Chapter 6, Data Acquisition of Stream Data using Apache Flume, delves deep into Apache Flume, thus connecting technologies  in purview of Data Lake and Lambda Architecture. The reader will understand Flume as a framework and its various patterns by which it can be leveraged for Data Lake. The reader will also understand the Flume architecture and technical details around using it to acquire and consume data using this framework in detail, with specific capabilities around transaction control and data replay with working example. The reader will also understand how to use flume with streaming technologies for stream based processing.

Chapter 7, Messaging Layer using Apache Kafka, delves deep into Apache Kafka. This part of the book initially gives the reader the reason for choosing a particular technology and also gives details of other technology options. . In this chapter, the reader would understand Kafka as a message oriented middleware and how it’s compared with other messaging engines. The reader will get to know details around Kafka and its functioning and how it can be leveraged for building scale-out capabilities, from the perspective of client (publisher), broker and consumer(subscriber). This reader will also understand how to integrate Kafka with Hadoop components for acquiring enterprise data and what capabilities this integration brings to Data Lake.

Chapter 8, Data Processing using Apache Flink, the reader in this chapter would understand the concepts around streaming and stream based processing, and specifically in reference to Apache Flink. The reader will get deep into using Apache Flink in context of Data Lake and in the Big Data technology landscape for near real time processing of data with working examples. The reader will also realize how a streaming functionality would depend on various other layers in architecture and how these layers can influence the streaming capability.

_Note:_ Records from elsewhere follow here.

PR #356, opened 2018-09-28
Documentation: rework markup for an example

DougBurke:
I'm not sure if my proposed solution is how you want to mark it up, but it looked odd with the example text in the code block.


nmearl:
Thanks for catching this, @DougBurke. Certainly your changes would improve readability.

PR #358, opened 2018-10-03
Documentation fixes

larrybradley:
This PR fixes the errant "`specutils()`" on the main documentation page (it appears this was used for cross referencing?).  I fixed this, keeping the cross referencing intact.

specutils_docs

While testing the above, I discovered a few more documentation errors that I fixed.  The docs now build without (doc) warnings.


nmearl:
Thanks!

Chapter 9, Data Storage using Apache Hadoop, delves deep into Apache Hadoop.  In this chapter, the reader would get deeper into Hadoop Landscape with various Hadoop components and their functioning and specific capabilities that these components can provide for an enterprise Data Lake. Hadoop in context of Data Lake is explained at an implementation level and how Hadoop frameworks capabilities around file storage, file formats and map-reduce capabilities can constitute the foundation for a Data Lake and specific patterns that can be applied to this stack for near real time capabilities.

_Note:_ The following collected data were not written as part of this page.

Issue #357, opened 2018-10-02
Fixed information lost in line fitting


nmearl:
Model fitting does not respect parameters that are marked as `fixed` in input models.

```python
n [45]: x = np.linspace(0., 10., 200)
    ...: y = 3 * np.exp(-0.5 * (x- 6.3)**2 / 0.8**2)
    ...: y += np.random.normal(0., 0.2, x.shape)
    ...: spectrum = Spectrum1D(flux=y*u.Jy, spectral_axis=x*u.um)
    ...:
    ...: # Fit the spectrum and calculate the fitted flux values (``y_fit``)
    ...: g_init = models.Gaussian1D(amplitude=3.*u.Jy, mean=6.1*u.um, stddev=1.*u.um)
    ...: g_fit = fit_lines(spectrum, g_init)

In [46]: g_fit
Out[46]: <Gaussian1D(amplitude=3.02092784 Jy, mean=6.28847159 um, stddev=0.79294043 um)>

In [47]: g_init = models.Gaussian1D(amplitude=3.*u.Jy, mean=6.1*u.um, stddev=1.*u.um, fixed={'mean': True})

In [48]: g_fit = fit_lines(spectrum, g_init)

In [49]: g_fit
Out[49]: <Gaussian1D(amplitude=3.02092784 Jy, mean=6.28847159 um, stddev=0.79294043 um)>
```

PR #360, opened 2018-10-18
Copied over fixed parameters to new models

brechmos-stsci:
The fixed parameter attribute of the model was not copied over when stripping and adding units. This is now fixed and a test was added based on the code in the issue below.

Fixes https://github.com/astropy/specutils/issues/357

### DIFF
--- a/specutils/fitting/fitmodels.py
+++ b/specutils/fitting/fitmodels.py
@@ -211,6 +211,19 @@ def _fit_lines(spectrum, model, fitter=fitting.LevMarLSQFitter(),
 
     return fit_model
 
+def _convert(q, dispersion_unit, dispersion, flux_unit):
+    #
+    # Convert the quantity to the spectrum's units, and then we will use
+    # the *value* of it in the new unitless-model.
+    #
+
+    if q.unit.is_equivalent(dispersion_unit, equivalencies=u.equivalencies.spectral()):
+        quantity = q.to(dispersion_unit, equivalencies=u.equivalencies.spectral())
+
+    elif q.unit.is_equivalent(flux_unit, equivalencies=u.equivalencies.spectral_density(dispersion)):
+        quantity = q.to(flux_unit, equivalencies=u.equivalencies.spectral_density(dispersion))
+
+    return quantity
 
 def _convert_and_dequantify(poss_quantity, dispersion_unit, dispersion, flux_unit):
     """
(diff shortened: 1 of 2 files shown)


nmearl:
@brechmos-stsci Thanks for looking into this. I think we should also be sure that things like the `tied` and `bounds` parameters are all preserved.

brechmos-stsci:
Are there any others besides fixed, tied and bounds?  I'll add to this PR.

nmearl:
I believe that those three are the only things that influence the parameter behavior in model fitting.

brechmos-stsci:
Yeesh, this is going to get more complex.  It looks like I am going to have to do the same thing to the bounds (remove units on bounds, do fit, add units back on bounds).

eteq:
Quick thought about this: in the future (possibly even the upcoming astropy) there'll be options for more model attributes like `priors`, possibly some metadata, etc.  In principal that also needs to be transferred over.

I haven't looked close enough yet to know the details, but ideally this copying machinery would copy over *everything*.  Is that possible using e.g. `deepcopy` or similar?

brechmos-stsci:
I need to remember, but I think the problem is that once we do a `deepcopy` it is not possible to set some parameters as they are attributes and don't have setters. So, I don't **think** it is that easy.

brechmos-stsci:
Two options, either `_constraints` or loop through `constraints` and use `setattr` (per @eteq)

brechmos-stsci:
Ok, for this PR, I moved the convert-and-strip-units to a separate function as it was needed for the bounds constraint part. This is now in a function `_convert_and_dequantify`. As well, after a discussion with @eteq, I am copying the whole `model._constraints` dict so that things like `tied`, `bounds` etc and any future things in there will be copied to the new models.  I added some tests to confirm that these are being copied over correctly.

So.... this should be ready for review and merge. This is kinda necessary as technically the fitting isn't working properly (without `fixed` etc). 

@nmearl @eteq

specutils/fitting/fitmodels.py
```diff
@@ -212,6 +212,44 @@ def _fit_lines(spectrum, model, fitter=fitting.LevMarLSQFitter(),
...
+    dispersion or flux units and then strip the units.
+
+    If the ``poss_quantity`` is None, or a number, we just return that...
+
+    Note: This method can be removed along with most of the others here
+          when astropy.fitting will fit models that contain units.
+
+    """
+
+    if poss_quantity is None or isinstance(poss_quantity, (float, int)):
```
eteq: You might want to add an `isinstance(poss_quantity, Quantity)` clause here. It's *possible* that in the future someone (or a future version of `astropy,modeling` would see Quantity's coming in directly...

brechmos-stsci: Uh, I don't quite understand. For that line we are specifically checking for *not* Quantities. is that what you meant?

Chapter 10, Indexed Data Store using Elasticsearch, delves deep into Elasticsearch.  The reader will understand Elasticsearch as data indexing framework and various data analyzers provided by the framework for efficient searches. The reader will also understand how elasticsearch can be leveraged for Data Lake and data at scale with efficient sharding and distribution mechanisms for consistent performance. The reader will also understand how elasticsearch can be used for fast streaming and how it can used for high performance applications with working examples.